Рихард Вагнер в своем позднеромантическом стиле представил убедительную интерпретацию древнего арийского предания о нибелунгах, после чего обратился к формулировке нового романтико-символического мифа о Граале, наполнив его мистическими христианскими реминисценциями. В таком литературном контексте Средневековье приобретало фантастические черты, подобные тем, какие романтизм придавал готике: сочетание святости, чудес и ужасов создавало некую целостную картину мира, в котором действовали боги, герои и скрытые силы. Непрерывное перемещение мифологических и исторических персонажей в пространстве и времени, в пространстве сразу нескольких земных и потусторонних миров, выражало одну из важнейших особенностей средневекового мировосприятия: границы между этими мирами стирались, герои пересекали их, встречая на пути все новые приключения и чудеса, продвигаясь к своей цели. Такова была вагнеровская картина средневекового мира.

В средневековом мышлении пространство формировалось движением, которое распространяло на него власть. Центр находился повсюду не потому, что высший и единственный центр присутствует повсеместно, а потому, что имелось множество равноправных центров. Этот явно языческий принцип соответствовал и стремлению героя и властителя удалиться от закрепленного центра.

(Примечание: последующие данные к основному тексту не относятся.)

PR #12291, opened 2026-07-31
[MINOR] docs: Update server configuration and relational backend storage pages

markhoerth:

Update `gravitino-server-config.md` and `how-to-use-relational-backend-storage.md`.

Corrections, each verified against source rather than carried over from the existing pages:

- `gravitino.server.visibleConfigs` was documented as restrictive ("properties the config endpoint is allowed to return"). `ConfigServlet` shows it is additive: the endpoint always publishes a fixed set, and each entry in `visibleConfigs` adds to what `GET /configs` exposes without authentication.
- `GRAVITINO_AUTHORIZATION_THREAD_POOL_SIZE` was documented as a container environment variable but is not in the allowlist in `rewrite_gravitino_server_config.py`, so setting it does nothing. The whole environment variable table is now generated from that file.
- The catalog provider table was missing `glue`, `lakehouse-generic`, `jdbc-starrocks`, `jdbc-clickhouse`, and `jdbc-hologres`, and listed a conf path for `jdbc-oceanbase` that exists only in the `-all` distribution package.
- `gravitino.eventListener.names` was marked required; `EventListenerConfig` gives it a default.
- `gravitino.auxService.names` was documented as defaulting to nothing and mentioning only `iceberg-rest`; the shipped `conf/gravitino.conf` sets `iceberg-rest,lance-rest`.
- Both JDBC driver links were stale: MySQL pointed at the retired `mysql:mysql-connector-java` artifact, and PostgreSQL pinned `postgresql-42.7.11.jar`.

Structural changes: the config page gains Quick Start profiles for development, production, and Docker, and its reference sections are grouped instead of running as a flat list of same-level headings. The relational page becomes one procedure per database rather than two near-identical copies. The event listener tables, which enumerated 345 class names, are replaced by the naming rule and a link to the package. The container section now documents that the entrypoint overwrites `conf/gravitino.conf` unconditionally for the properties it has defaults for, and the `SKIP_CONFIG_REWRITE` escape hatch.

These two pages are the entry point for configuring a server, and several statements in them would mislead an operator. The `visibleConfigs` inversion is the most serious: someone would reasonably set it believing it narrows what an unauthenticated endpoint exposes, when it widens it. The container rewrite behaviour is undocumented today, so a `gravitino.conf` mounted from a ConfigMap is silently overwritten with no indication why.

Documentation only. No property is added or removed. Previously undocumented but pre-existing properties and behaviours are now covered: `gravitino.authorization.serviceAdmins`, `impl`, `threadPoolSize`; `SKIP_CONFIG_REWRITE`; and the container's unconditional config rewrite.

Every property name, default, and behavioural claim traced to `Configs.java`, `JettyServerConfig`, `HealthOperations`, `ConfigServlet`, `AuditLogRedactor`, `FileAuditWriter`, `H2Database`, `conf/log4j2.properties.template`, `conf/gravitino.conf.template`, or the catalog `build.gradle.kts` files. All relative links and heading anchors resolved against the docs tree.

### DIFF
--- a/docs/gravitino-server-config.md
+++ b/docs/gravitino-server-config.md
@@ -8,360 +8,218 @@ license: "This software is licensed under the Apache License version 2."
 
 ## Introduction
 
-Apache Gravitino supports several configurations:
+The Apache Gravitino server reads `conf/gravitino.conf` at startup. Almost every property has a
+default, so the server starts with an empty file, and most deployments change only a handful of
+them. The exception is `gravitino.authorization.serviceAdmins`, which you must set once you turn
+authorization on.
 
-1. **Gravitino server configuration**: Used to start up the Gravitino server.
-2. **Gravitino catalog properties configuration**: Used to make default values for different catalogs.
-3. **Some other configurations**: Includes HDFS and other configurations.
+This page covers the server itself. Catalog properties, which configure an individual catalog
+rather than the server, are covered further down. Properties for the auxiliary services live with
+those services: see [Iceberg REST Catalog Service](iceberg-rest-service.md) and
+[Security](security/security.md).
 
-## Gravitino Server Configurations
+## Quick Start
 
-Customize the Gravitino server by editing the configuration file `gravitino.conf` in the `conf` directory. The default values are sufficient for most use cases.
-We strongly recommend that you read the following sections to understand the configuration file, so you can change the default values to suit your specific situation and usage scenario.
+### Development
 
-The `gravitino.conf` file lists the configuration items in the following table. It groups those items into the following categories:
+The defaults are already right for local work. The server listens on `0.0.0.0:8090` and keeps its
+metadata in an embedded H2 database, so no configuration is needed:
 
-### HTTP Server Configuration
-
-| Configuration item                                   | Description                                                                                                                                                                           | Default value                                                                | Required | Since version    |
-|------------------------------------------------------|---------------------------------------------------------------------------------------------------------------------------------------------------------------------------------------|------------------------------------------------------------------------------|----------|------------------|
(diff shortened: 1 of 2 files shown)


docs/gravitino-server-config.md
```diff
@@ -8,587 +8,662 @@ license: "This software is licensed under the Apache License version 2."
...
+`property = value` pair per line. The server reads the file once, at startup, so a change
+takes effect on the next restart. A Default Value of `(empty)` means the property exists with an
+empty string or list; `(none)` means it has no default at all.
+
+### Serving Requests
+
+#### HTTP Server
+
+| Configuration Item                                   | Description                                                                                                                                                                                  | Default Value                           |
+|------------------------------------------------------|----------------------------------------------------------------------------------------------------------------------------------------------------------------------------------------------|-----------------------------------------|
```
jerryshao, line 161: Hi Mark, why do we remove the `Since Version` column in the new doc? My feeling is that `Since Version` is useful to let users know which version we supported this configuration with. WDYT?

jerryshao (approved):

jerryshao:
Hi @markhoerth, this change is a behavior change. I will not merge it into branch-1.3; it will only happen in 2.0. Do you want it to be in 1.3?

markhoerth:
@jerryshao This is a documentation only change that does add or remove any configuration, so it should not be a behavior change.  Do you see something I missed?

jerryshao:
I feel this is quite a large change compared to 1.3.0. Users will be surprised that the doc in 1.3.1 is quite different from 1.3.0. But I don't have a strong opinion on it.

(Монтескье, говоря о политической системе монархии напишет: монархия, ведущая завоевательную политику, нуждается в репрезентации, переносимой на мир, в котором она существует: «Все это наполняет систему мира, где есть сила, постоянно удаляющая тела от центра, и сила тяжести, привлекающая их к нему».)

Непрерывный поиск «духовного центра» выражает именно эту тенденцию. В исторической ретроспективе это выражалось в «поиске столицы», которую осуществляли короли и императоры, и в постоянных переездах Карла Великого. Герои осваивают пространство, помечая его своим присутствием, стягивая его к точке своей сакральной манифестации, к центру. Христианство, учредив свой сакральный центр в Иерусалиме, породило новую технику картографии, ведущей отсчет и разметку от этого центра.

Для рыцарей Артура замок Грааля был центром притяжения, а препятствия, лежавшие на пути к нему, – ценностными критериями отбора и одухотворенности для претендентов. «Темная периферия» просветлялась по мере приближения к этому сакральному центру. Здесь же сосредоточивались справедливость и законность, придававшие правомерный характер всем поступкам и намерениям действующих лиц, и происходило преображение элементов зла в добро и закон.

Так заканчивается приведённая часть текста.